◆ Stored data ◆
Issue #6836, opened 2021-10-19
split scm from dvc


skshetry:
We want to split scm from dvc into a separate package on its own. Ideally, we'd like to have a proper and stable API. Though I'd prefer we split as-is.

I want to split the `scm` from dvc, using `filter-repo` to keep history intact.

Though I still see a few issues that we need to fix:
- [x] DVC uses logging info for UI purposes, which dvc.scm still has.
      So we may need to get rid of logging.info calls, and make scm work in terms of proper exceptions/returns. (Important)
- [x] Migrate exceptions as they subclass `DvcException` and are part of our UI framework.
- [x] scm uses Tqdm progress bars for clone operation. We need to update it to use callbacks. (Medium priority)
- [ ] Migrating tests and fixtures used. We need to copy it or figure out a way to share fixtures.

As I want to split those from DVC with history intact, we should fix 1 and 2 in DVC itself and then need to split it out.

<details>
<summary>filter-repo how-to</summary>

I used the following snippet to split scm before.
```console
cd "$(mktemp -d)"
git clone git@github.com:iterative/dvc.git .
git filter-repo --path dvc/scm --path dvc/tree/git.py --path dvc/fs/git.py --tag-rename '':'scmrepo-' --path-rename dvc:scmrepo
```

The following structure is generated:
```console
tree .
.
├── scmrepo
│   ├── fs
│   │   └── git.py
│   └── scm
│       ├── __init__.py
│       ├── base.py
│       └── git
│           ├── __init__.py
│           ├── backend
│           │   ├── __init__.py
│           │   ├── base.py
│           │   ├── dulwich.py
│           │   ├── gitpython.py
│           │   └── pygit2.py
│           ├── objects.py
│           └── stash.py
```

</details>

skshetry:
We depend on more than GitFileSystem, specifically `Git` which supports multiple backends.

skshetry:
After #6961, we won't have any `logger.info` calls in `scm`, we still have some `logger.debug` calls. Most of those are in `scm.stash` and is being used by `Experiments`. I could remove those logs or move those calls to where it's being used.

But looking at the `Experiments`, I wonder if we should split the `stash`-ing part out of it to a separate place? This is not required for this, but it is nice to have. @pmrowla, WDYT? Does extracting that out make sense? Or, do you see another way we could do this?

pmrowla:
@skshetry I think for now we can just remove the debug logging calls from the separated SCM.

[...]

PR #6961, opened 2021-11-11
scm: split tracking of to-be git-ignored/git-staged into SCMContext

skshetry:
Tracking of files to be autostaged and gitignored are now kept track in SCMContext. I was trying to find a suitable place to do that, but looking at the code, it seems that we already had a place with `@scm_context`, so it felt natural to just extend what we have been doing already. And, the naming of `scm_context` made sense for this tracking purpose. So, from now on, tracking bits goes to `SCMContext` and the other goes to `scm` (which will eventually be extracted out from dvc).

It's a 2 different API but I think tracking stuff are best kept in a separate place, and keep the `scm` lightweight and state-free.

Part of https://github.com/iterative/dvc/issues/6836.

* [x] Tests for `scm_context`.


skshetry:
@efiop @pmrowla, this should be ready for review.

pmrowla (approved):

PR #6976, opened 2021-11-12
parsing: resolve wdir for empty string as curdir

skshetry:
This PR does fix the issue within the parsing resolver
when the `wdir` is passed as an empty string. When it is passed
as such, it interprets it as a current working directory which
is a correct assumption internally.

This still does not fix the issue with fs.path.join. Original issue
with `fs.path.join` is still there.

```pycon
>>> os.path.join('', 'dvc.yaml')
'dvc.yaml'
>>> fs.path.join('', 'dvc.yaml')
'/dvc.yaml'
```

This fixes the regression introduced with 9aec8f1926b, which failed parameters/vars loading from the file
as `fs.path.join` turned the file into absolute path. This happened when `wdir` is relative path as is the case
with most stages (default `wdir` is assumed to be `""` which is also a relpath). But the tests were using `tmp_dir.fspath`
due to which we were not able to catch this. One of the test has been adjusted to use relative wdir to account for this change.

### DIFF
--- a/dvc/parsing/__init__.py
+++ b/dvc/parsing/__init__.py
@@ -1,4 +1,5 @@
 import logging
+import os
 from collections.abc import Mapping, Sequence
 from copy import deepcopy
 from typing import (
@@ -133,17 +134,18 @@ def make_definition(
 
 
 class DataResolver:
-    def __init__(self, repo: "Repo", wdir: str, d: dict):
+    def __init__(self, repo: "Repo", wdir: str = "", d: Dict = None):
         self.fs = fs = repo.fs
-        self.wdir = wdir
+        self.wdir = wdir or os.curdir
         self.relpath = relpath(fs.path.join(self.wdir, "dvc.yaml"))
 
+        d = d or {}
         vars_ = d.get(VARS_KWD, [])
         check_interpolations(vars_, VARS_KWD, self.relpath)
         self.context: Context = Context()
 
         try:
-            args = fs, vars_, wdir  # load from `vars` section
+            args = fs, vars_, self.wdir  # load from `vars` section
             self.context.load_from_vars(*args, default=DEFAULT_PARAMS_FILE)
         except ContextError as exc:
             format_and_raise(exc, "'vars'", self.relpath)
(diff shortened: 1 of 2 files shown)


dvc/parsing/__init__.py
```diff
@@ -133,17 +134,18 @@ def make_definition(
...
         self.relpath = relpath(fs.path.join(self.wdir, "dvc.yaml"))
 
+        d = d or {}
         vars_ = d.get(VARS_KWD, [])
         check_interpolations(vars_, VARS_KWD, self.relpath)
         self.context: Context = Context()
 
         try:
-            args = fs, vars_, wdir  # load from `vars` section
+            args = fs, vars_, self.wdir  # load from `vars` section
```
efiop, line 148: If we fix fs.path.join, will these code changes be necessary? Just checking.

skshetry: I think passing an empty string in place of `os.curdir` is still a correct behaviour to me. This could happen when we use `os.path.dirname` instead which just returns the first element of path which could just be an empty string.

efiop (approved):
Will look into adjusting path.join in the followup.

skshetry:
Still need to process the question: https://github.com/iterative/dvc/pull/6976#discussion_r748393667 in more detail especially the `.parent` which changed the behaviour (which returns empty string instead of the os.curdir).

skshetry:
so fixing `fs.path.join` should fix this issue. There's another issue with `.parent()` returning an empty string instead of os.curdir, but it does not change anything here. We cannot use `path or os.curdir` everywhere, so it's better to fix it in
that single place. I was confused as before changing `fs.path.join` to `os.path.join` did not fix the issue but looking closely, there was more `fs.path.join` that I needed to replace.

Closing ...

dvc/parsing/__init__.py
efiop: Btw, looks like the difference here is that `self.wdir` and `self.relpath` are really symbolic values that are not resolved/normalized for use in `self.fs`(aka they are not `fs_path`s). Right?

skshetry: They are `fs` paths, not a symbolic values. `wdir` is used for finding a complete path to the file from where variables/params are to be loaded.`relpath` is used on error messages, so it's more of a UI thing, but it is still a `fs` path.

◆ What needs to be done ◆
Please give all of the entries again, exactly as written.

◆ Response to this task ◆
Issue #6836, opened 2021-10-19
split scm from dvc


skshetry:
We want to split scm from dvc into a separate package on its own. Ideally, we'd like to have a proper and stable API. Though I'd prefer we split as-is.

I want to split the `scm` from dvc, using `filter-repo` to keep history intact.

Though I still see a few issues that we need to fix:
- [x] DVC uses logging info for UI purposes, which dvc.scm still has.
      So we may need to get rid of logging.info calls, and make scm work in terms of proper exceptions/returns. (Important)
- [x] Migrate exceptions as they subclass `DvcException` and are part of our UI framework.
- [x] scm uses Tqdm progress bars for clone operation. We need to update it to use callbacks. (Medium priority)
- [ ] Migrating tests and fixtures used. We need to copy it or figure out a way to share fixtures.

As I want to split those from DVC with history intact, we should fix 1 and 2 in DVC itself and then need to split it out.

<details>
<summary>filter-repo how-to</summary>

I used the following snippet to split scm before.
```console
cd "$(mktemp -d)"
git clone git@github.com:iterative/dvc.git .
git filter-repo --path dvc/scm --path dvc/tree/git.py --path dvc/fs/git.py --tag-rename '':'scmrepo-' --path-rename dvc:scmrepo
```

The following structure is generated:
```console
tree .
.
├── scmrepo
│   ├── fs
│   │   └── git.py
│   └── scm
│       ├── __init__.py
│       ├── base.py
│       └── git
│           ├── __init__.py
│           ├── backend
│           │   ├── __init__.py
│           │   ├── base.py
│           │   ├── dulwich.py
│           │   ├── gitpython.py
│           │   └── pygit2.py
│           ├── objects.py
│           └── stash.py
```

</details>

skshetry:
We depend on more than GitFileSystem, specifically `Git` which supports multiple backends.

skshetry:
After #6961, we won't have any `logger.info` calls in `scm`, we still have some `logger.debug` calls. Most of those are in `scm.stash` and is being used by `Experiments`. I could remove those logs or move those calls to where it's being used.

But looking at the `Experiments`, I wonder if we should split the `stash`-ing part out of it to a separate place? This is not required for this, but it is nice to have. @pmrowla, WDYT? Does extracting that out make sense? Or, do you see another way we could do this?

pmrowla:
@skshetry I think for now we can just remove the debug logging calls from the separated SCM.

[...]

PR #6961, opened 2021-11-11
scm: split tracking of to-be git-ignored/git-staged into SCMContext

skshetry:
Tracking of files to be autostaged and gitignored are now kept track in SCMContext. I was trying to find a suitable place to do that, but looking at the code, it seems that we already had a place with `@scm_context`, so it felt natural to just extend what we have been doing already. And, the naming of `scm_context` made sense for this tracking purpose. So, from now on, tracking bits goes to `SCMContext` and the other goes to `scm` (which will eventually be extracted out from dvc).

It's a 2 different API but I think tracking stuff are best kept in a separate place, and keep the `scm` lightweight and state-free.

Part of https://github.com/iterative/dvc/issues/6836.

* [x] Tests for `scm_context`.


skshetry:
@efiop @pmrowla, this should be ready for review.

pmrowla (approved):

PR #6976, opened 2021-11-12
parsing: resolve wdir for empty string as curdir

skshetry:
This PR does fix the issue within the parsing resolver
when the `wdir` is passed as an empty string. When it is passed
as such, it interprets it as a current working directory which
is a correct assumption internally.

This still does not fix the issue with fs.path.join. Original issue
with `fs.path.join` is still there.

```pycon
>>> os.path.join('', 'dvc.yaml')
'dvc.yaml'
>>> fs.path.join('', 'dvc.yaml')
'/dvc.yaml'
```

This fixes the regression introduced with 9aec8f1926b, which failed parameters/vars loading from the file
as `fs.path.join` turned the file into absolute path. This happened when `wdir` is relative path as is the case
with most stages (default `wdir` is assumed to be `""` which is also a relpath). But the tests were using `tmp_dir.fspath`
due to which we were not able to catch this. One of the test has been adjusted to use relative wdir to account for this change.

### DIFF
--- a/dvc/parsing/__init__.py
+++ b/dvc/parsing/__init__.py
@@ -1,4 +1,5 @@
 import logging
+import os
 from collections.abc import Mapping, Sequence
 from copy import deepcopy
 from typing import (
@@ -133,17 +134,18 @@ def make_definition(
 
 
 class DataResolver:
-    def __init__(self, repo: "Repo", wdir: str, d: dict):
+    def __init__(self, repo: "Repo", wdir: str = "", d: Dict = None):
         self.fs = fs = repo.fs
-        self.wdir = wdir
+        self.wdir = wdir or os.curdir
         self.relpath = relpath(fs.path.join(self.wdir, "dvc.yaml"))
 
+        d = d or {}
         vars_ = d.get(VARS_KWD, [])
         check_interpolations(vars_, VARS_KWD, self.relpath)
         self.context: Context = Context()
 
         try:
-            args = fs, vars_, wdir  # load from `vars` section
+            args = fs, vars_, self.wdir  # load from `vars` section
             self.context.load_from_vars(*args, default=DEFAULT_PARAMS_FILE)
         except ContextError as exc:
             format_and_raise(exc, "'vars'", self.relpath)
(diff shortened: 1 of 2 files shown)


dvc/parsing/__init__.py
```diff
@@ -133,17 +134,18 @@ def make_definition(
...
         self.relpath = relpath(fs.path.join(self.wdir, "dvc.yaml"))
 
+        d = d or {}
         vars_ = d.get(VARS_KWD, [])
         check_interpolations(vars_, VARS_KWD, self.relpath)
         self.context: Context = Context()
 
         try:
-            args = fs, vars_, wdir  # load from `vars` section
+            args = fs, vars_, self.wdir  # load from `vars` section
```
efiop, line 148: If we fix fs.path.join, will these code changes be necessary? Just checking.

skshetry: I think passing an empty string in place of `os.curdir` is still a correct behaviour to me. This could happen when we use `os.path.dirname` instead which just returns the first element of path which could just be an empty string.

efiop (approved):
Will look into adjusting path.join in the followup.

skshetry:
Still need to process the question: https://github.com/iterative/dvc/pull/6976#discussion_r748393667 in more detail especially the `.parent` which changed the behaviour (which returns empty string instead of the os.curdir).

skshetry:
so fixing `fs.path.join` should fix this issue. There's another issue with `.parent()` returning an empty string instead of os.curdir, but it does not change anything here. We cannot use `path or os.curdir` everywhere, so it's better to fix it in
that single place. I was confused as before changing `fs.path.join` to `os.path.join` did not fix the issue but looking closely, there was more `fs.path.join` that I needed to replace.

Closing ...

dvc/parsing/__init__.py
efiop: Btw, looks like the difference here is that `self.wdir` and `self.relpath` are really symbolic values that are not resolved/normalized for use in `self.fs`(aka they are not `fs_path`s). Right?

skshetry: They are `fs` paths, not a symbolic values. `wdir` is used for finding a complete path to the file from where variables/params are to be loaded.`relpath` is used on error messages, so it's more of a UI thing, but it is still a `fs` path.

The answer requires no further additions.